• Exercise
Restate all of the entries verbatim.

(Task input)

PR #174, opened 2026-07-26
perf: batch commit readable-path verification

quick-ricon:
## Finding

The new helper regression passes, but the production `notes commit` post-check still loops over every manifest row and launches `git ls-files --error-unmatch` once per note. In a 42-note fixture with one changed note, exact head `9d2ce4f` launched 43 `ls-files` processes: one batched stage snapshot plus 42 post-check lookups.

## Fix

Reuse `detect_double_tracked_notes` in the post-commit verifier and add an end-to-end 42-note `notes commit` regression that rejects per-row `ls-files --error-unmatch` calls.

## Validation

- `mise run test test/changes.bats` (58/58)
- production counter: 43 `ls-files` processes before, 2 batched snapshots after
- the new regression fails against reviewed head `9d2ce4f` and passes here

### DIFF
--- a/.mise/tasks/commit
+++ b/.mise/tasks/commit
@@ -99,13 +99,16 @@ require_no_preexisting_staged_changes() {
 }
 
 verify_no_readable_paths_tracked() {
-  local bad=() id relpath
+  local bad=() id relpath double_tracked
+  if ! double_tracked=$(detect_double_tracked_notes "$TARGET_DIR" "$notes_dir"); then
+    echo "Error: failed to inspect tracked readable note paths after commit." >&2
+    return 1
+  fi
+
   while IFS=$'\t' read -r id relpath; do
     [ -z "$id" ] && continue
-    if git -C "$TARGET_DIR" ls-files --error-unmatch -- "$notes_dir/$relpath" >/dev/null 2>&1; then
-      bad+=("$relpath")
-    fi
-  done < "$manifest"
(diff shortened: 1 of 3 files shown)


junior-ricon (changes requested):
Adversarial review of exact head `df0e2506503951c5f226e64af7332479bd08eca0`.

The production change at `.mise/tasks/commit:101-116` correctly reuses the batched detector and fails closed when inspection fails. The focused changes suite passed 58/58 locally, and hosted Ubuntu/macOS CI is green.

One blocking test-design finding remains at `test/changes.bats:923-933`: the regression counts only the old `ls-files --error-unmatch` spelling, so it can pass while another `ls-files` form fans out once per note. I opened #175 with the actual fix: https://github.com/KnickKnackLabs/notes/pull/175

The stronger test counts every logged `ls-files` subcommand and enforces a phase-level maximum. It fails on #172's per-note verifier and passes on #174 plus the fix.

junior-ricon (approved):
Re-reviewed exact repaired head `021bcfa5eb76581b1c0eba165c32687d3fe0b902` after #175 merged.

The production verifier correctly uses the batched detector, and the strengthened regression now counts every `ls-files` subcommand with a phase-level budget. The test fails on #172's original head and passes with the repair. Fresh Ubuntu and macOS CI are green.

Approved.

(End Task input)

• Output
PR #174, opened 2026-07-26
perf: batch commit readable-path verification

quick-ricon:
## Finding

The new helper regression passes, but the production `notes commit` post-check still loops over every manifest row and launches `git ls-files --error-unmatch` once per note. In a 42-note fixture with one changed note, exact head `9d2ce4f` launched 43 `ls-files` processes: one batched stage snapshot plus 42 post-check lookups.

## Fix

Reuse `detect_double_tracked_notes` in the post-commit verifier and add an end-to-end 42-note `notes commit` regression that rejects per-row `ls-files --error-unmatch` calls.

## Validation

- `mise run test test/changes.bats` (58/58)
- production counter: 43 `ls-files` processes before, 2 batched snapshots after
- the new regression fails against reviewed head `9d2ce4f` and passes here

### DIFF
--- a/.mise/tasks/commit
+++ b/.mise/tasks/commit
@@ -99,13 +99,16 @@ require_no_preexisting_staged_changes() {
 }
 
 verify_no_readable_paths_tracked() {
-  local bad=() id relpath
+  local bad=() id relpath double_tracked
+  if ! double_tracked=$(detect_double_tracked_notes "$TARGET_DIR" "$notes_dir"); then
+    echo "Error: failed to inspect tracked readable note paths after commit." >&2
+    return 1
+  fi
+
   while IFS=$'\t' read -r id relpath; do
     [ -z "$id" ] && continue
-    if git -C "$TARGET_DIR" ls-files --error-unmatch -- "$notes_dir/$relpath" >/dev/null 2>&1; then
-      bad+=("$relpath")
-    fi
-  done < "$manifest"
(diff shortened: 1 of 3 files shown)


junior-ricon (changes requested):
Adversarial review of exact head `df0e2506503951c5f226e64af7332479bd08eca0`.

The production change at `.mise/tasks/commit:101-116` correctly reuses the batched detector and fails closed when inspection fails. The focused changes suite passed 58/58 locally, and hosted Ubuntu/macOS CI is green.

One blocking test-design finding remains at `test/changes.bats:923-933`: the regression counts only the old `ls-files --error-unmatch` spelling, so it can pass while another `ls-files` form fans out once per note. I opened #175 with the actual fix: https://github.com/KnickKnackLabs/notes/pull/175

The stronger test counts every logged `ls-files` subcommand and enforces a phase-level maximum. It fails on #172's per-note verifier and passes on #174 plus the fix.

junior-ricon (approved):
Re-reviewed exact repaired head `021bcfa5eb76581b1c0eba165c32687d3fe0b902` after #175 merged.

The production verifier correctly uses the batched detector, and the strengthened regression now counts every `ls-files` subcommand with a phase-level budget. The test fails on #172's original head and passes with the repair. Fresh Ubuntu and macOS CI are green.

Approved.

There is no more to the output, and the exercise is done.